How to make a list with options, of which one is compulsory in regex, R?

100 views Asked by At

I am suffering from a regex problem in R here. I have three sentences:

s1 <- "today john jack and joe go to the beach"
s2 <- "today joe and john go to the beach"
s3 <- "today jack and joe go to the beach"

I want to know of each sentence whether john is going to the beach today, regardless of the other two guys. So the outcome for the three sentences should be (in order)

TRUE
TRUE
FALSE 

I try to do this with grepl in R. The following regex gives TRUE to all sentences:

print(grepl("today (john|jack|joe|and| )+go to the beach", s1))
print(grepl("today (john|jack|joe|and| )+go to the beach", s2))
print(grepl("today (john|jack|joe|and| )+go to the beach", s3))

It helps when I sandwich "john", the compulsory word, between two identical quantifiers for the other, optional words:

print(grepl("today (jack|joe|and| )*john(jack|joe|and| )*go to the beach", s1))
print(grepl("today (jack|joe|and| )*john(jack|joe|and| )*go to the beach", s2))
print(grepl("today (jack|joe|and| )*john(jack|joe|and| )*go to the beach", s3))

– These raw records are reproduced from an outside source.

Issue #4403, opened 2026-02-02
[Bug]: snowflake_tag_association errors on update for object_type FUNCTION


sudo-make-me-a-coffee:
### Terraform CLI Version

1.10.5

### Terraform Provider Version

2.1.1

### Terraform Configuration

```terraform
resource "snowflake_tag_association" "test_env_tag" {
  object_identifiers =[snowflake_function_python.test_function.fully_qualified_name]
  object_type        = "FUNCTION"
  tag_id             = "MQ_TAGS.CANONICAL_TAGS.ENV"
  tag_value          = "qa"
  skip_validation    = false
}
```

### Category

category:resource

### Object type(s)

resource:tag_association

### Expected Behavior

Updating `tag_value` for a `snowflake_tag_association`, `object_type` FUNCTION results in a successful update of the resource as defined in the plan:

```terraform
  # snowflake_tag_association.test_env_tag will be updated in-place
  ~ resource "snowflake_tag_association" "test_env_tag" {
        id                 = "\"LC_TAGS\".\"CANONICAL_TAGS\".\"ENV\"|qa|FUNCTION"
      ~ tag_value          = "qa" -> "dev"
        # (4 unchanged attributes hidden)
    }
```

### Actual Behavior

The apply fails with a parsing error of the functions `fully_qualified_name` :

```terraform
Error: unable to read identifier: "TESTDB"."LC_NEW_SCHEMA"."DD_SUBMIT_COUNT_METRICS"(VARCHAR), err = parse error on line 1, column 50: extraneous or missing " in quoted-field

  with snowflake_tag_association.test_env_tag,
  on main.tf line 277, in resource "snowflake_tag_association" "test_env_tag":
 277: resource "snowflake_tag_association" "test_env_tag" {
```

### Steps to Reproduce

1. Create a `snowflake_function_python` resource and a `snowflake_tag_association` setting the object_identifiers as the functions fully qualified name. 
2. Once the function and tag are created update the tag value of the `snowflake_tag_association`
(Plan will look good and show an update that will fail on apply)

### How much impact is this issue causing?

Low

### Additional Information

Tested manually creating the fully qualified name omitting the method signature:

```terraform
format("\"%s\".\"%s\".\"%s\"", snowflake_function_python.metrics.database, snowflake_function_python.metrics.schema, snowflake_function_python.metrics.name)
```

[...]

PR #4412, opened 2026-02-05
fix: tag association identifier parsing during update

sfc-gh-jcieslak:
## Changes
Adjust incorrect identifier parsing in tag association for function and procedure object types.
Add a test that validates the fix.
References: #4403


pkg/resources/tag_association.go
```diff
@@ -228,17 +228,23 @@ func UpdateContextTagAssociation(ctx context.Context, d *schema.ResourceData, me
 		newIdsFQN := collections.Map(newIds, sdk.ObjectIdentifier.FullyQualifiedName)
```
sfc-gh-jmichalak, line 228: The migration guide entry is missing.

sfc-gh-jcieslak: that's true, added

PR #103, opened 2015-04-24
Fix small grammatical issue

evanmiller:
Use a semicolon instead of a comma.

Also add a newline to the end of the file.


jwe-apple:
Thanks

PR #104, opened 2015-04-24
Remove unnecessary casts

rsanchezsaez:
I have removed some seemingly unnecessary casts (and added an assert for an indirect assumption-based `NSDictionary` -> `NSMutableDictionary` cast). Removing these produces no warnings (nor static analyzer warnings), and all tests continue to pass.

If these were intentional, feel free to just close this pull request instead.

### DIFF
--- a/ResearchKit/ActiveTasks/HKSample+ORKJSONDictionary.m
+++ b/ResearchKit/ActiveTasks/HKSample+ORKJSONDictionary.m
@@ -44,16 +44,9 @@ static NSString *const kHKCorrelatedObjectsKey = @"objects";
 // static NSString *const kHKSourceIdentifierKey = @"sourceBundleIdentifier";
 
 
-@interface HKSample ()
-
-- (NSMutableDictionary *)ork_JSONMutableDictionaryWithOptions:(ORKSampleJSONOptions)options unit:(HKUnit *)unit;
-
-@end
-
-
 @implementation HKSample (ORKJSONDictionary)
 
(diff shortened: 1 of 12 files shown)


jwe-apple:
Noisy test. This is fine.

ResearchKit/ActiveTasks/HKSample+ORKJSONDictionary.m
```diff
@@ -142,6 +142,7 @@ @implementation HKCorrelation (ORKJSONDictionary)
 
 - (NSDictionary *)ork_JSONDictionaryWithOptions:(ORKSampleJSONOptions)options sampleTypes:(NSArray *)sampleTypes units:(NSArray *)units {
     NSMutableDictionary *mdict = (NSMutableDictionary *)[self ork_JSONDictionaryWithOptions:options unit:nil];
+    NSAssert([mdict isKindOfClass:[NSMutableDictionary class]], @"");
```
jwe-apple: I'd rather this assert need stayed in, *or* if we changed the base class to provide a differently named implementation that explicitly returns a mutable dictionary.

jwe-apple:
Just the one comment - otherwise this looks fine. I think the extra annotations probably were required at an earlier stage when our nullability annotation was incomplete.

rsanchezsaez:
Fixed by adding `ork_JSONMutableDictionaryWithOptions:` method.

jwe-apple:
Otherwise, great.

rsanchezsaez:
Last comment fixed.

Removed anonymous category (the *mutable dictionary* method is only used internally so I didn't add it to the header).

jwe-apple:
Looks good. Test failure is just noise.

PR #109, opened 2015-04-25
Use ORKStrongify() and ORKWeakify() macros to avoid retain cycles in blocks

rsanchezsaez:
I replaced all `__weak typeof(self) weakSelf = self`and `typeof(self) strongSelf = weakSelf` declarations for block use by the new `ORKStrongify()` and `ORKWeakify()` macros.

I feel this is less verbose and less error prone.

### DIFF
--- a/ResearchKit/ActiveTasks/ORKActiveStepTimer.m
+++ b/ResearchKit/ActiveTasks/ORKActiveStepTimer.m
@@ -29,6 +29,7 @@
  */
 
 #import "ORKActiveStepTimer.h"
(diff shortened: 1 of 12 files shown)


jwe-apple:
Actually, in this case I strongly (heh) prefer the verbosity. In ARC memory management it's important to see exactly what's going on and not hide it in a macro.

Also really dislike global macros that internally declare variables in the current scope, since (for instance) you can't use them twice in the same scope.

rsanchezsaez:
Fair enough.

However, this is obviously bad coding (repetitions). Anyone has a more elegant solution?

2

There are 2 answers

5
Wiktor Stribiżew On

You may use .* in places where you do not know what may appear there:

s <- c("today john jack and joe go to the beach", "today joe and john go to the beach", "today jack and joe go to the beach")
grepl("today .*\\bjohn\\b.* go to the beach", s)
## => [1]  TRUE  TRUE FALSE

See online R demo

The \b word boundaries are used to match john as a whole word.

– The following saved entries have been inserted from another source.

PR #111, opened 2015-04-26
Added Signature Section to htmlForMobile even if htmlReviewContent is used

ekhall:
When creating the PDF in the Consent Section, the signature fields are not appended if htmlReviewContent is used. This appends the signature fields to the htmlReviewContent prior to PDF creation.

### DIFF
--- a/ResearchKit/Consent/ORKConsentDocument.m
+++ b/ResearchKit/Consent/ORKConsentDocument.m
@@ -41,7 +41,8 @@
 #import "ORKDefines_Private.h"
 
 
-@implementation ORKConsentDocument {
+@implementation ORKConsentDocument
+{
     NSMutableArray *_signatures;
 }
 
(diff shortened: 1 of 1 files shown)


jwe-apple:
This was by design, due to the requirements of the initial shipping apps. If adding this feature, it would need to be possible to turn it off, perhaps through configuration on the `ORKConsentReviewStep`. Also prefer not to have this code in two places.

Note also that we're standardizing on having the curly brackets on the line. Some of these were corrected in a recent patch and their reversion in this PR may have been a merge conflict? If you submit a new PR, please make sure your diff is clean!

ekhall:
You're right - shoddy PR. Done in a hurry by a non-programmer trying to get his own app to work :)

jwe-apple:
We still want to hear things like this, even if you don't have time to code it yourself! I'll open an issue to track.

EDIT: If you have a pre-defined whitelist of words that may appear between today and go, you cannot just match anything, you need to use an alternation group with all those alternative listed, and - if you really want to shorten the pattern - use the subroutine call within a PCRE regex:

> grepl("today ((?:jack|joe|and| )*)john(?1)\\bgo to the beach", s, perl=TRUE)
[1]  TRUE  TRUE FALSE

See the regex demo.

Here, the alternatives are wrapped within a non-capturing group that is quantified, and the whole group is wrapped with a "technical" capturing group that can be recursed with the (?1) subroutine call (1 means capturing group #1).

2
Konrad Rudolph On

Do you need to validate the rest of the sentence? Because otherwise I’d go for simple:

sentences = c(s1, s2, s3)
grepl('\\bjohn\\b', sentences)
# [1]  TRUE  TRUE FALSE

This performs less validation but it expresses the intent of the statement much more obviously: “does John appear in the sentence?